Data records Block Start

PR #1725, opened 2025-01-09
Fix PandaplacerVisionFeeder pick calibrated position calculation

tmandys:
# Description
PandaplacerVisionFeeder wrongly calculates calibrated pick position under some circumstances related to angle rotation.
3 issues:
- typo angleTape vs. part rotation angle
- wrong logic for rounding 3.5, 5.5, 7.5, (9.5), 11.5mm distance
- rounding provides also wrong result for negative distance (because of tape angle)

Table of rounding pick-to-hole distance
relativePickLocation.getY() | Required result| Old algorithm| Fixed
-- | -- | -- | --
0 |   | 0,5 | -0,5
0,4 |   | 0,5 | -0,5
0,7 |   | 0,5 | 1,5
1 |   | 0,5 | 1,5
1,4 |   | 0,5 | 1,5
1,6 |   | 2,5 | 1,5
2 |   | 2,5 | 1,5
2,4 |   | 2,5 | 1,5
2,6 | 3,5 | 2,5 | 3,5
3 | 3,5 | 2,5 | 3,5
3,4 | 3,5 | 2,5 | 3,5
3,5 | 3,5 | 4,5 | 3,5
3,6 | 3,5 | 4,5 | 3,5
4 | 3,5 | 4,5 | 3,5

Data records Block End

Required work: Scan the records above and report how many lines include the word "rounding", without any other text.

Result below: 3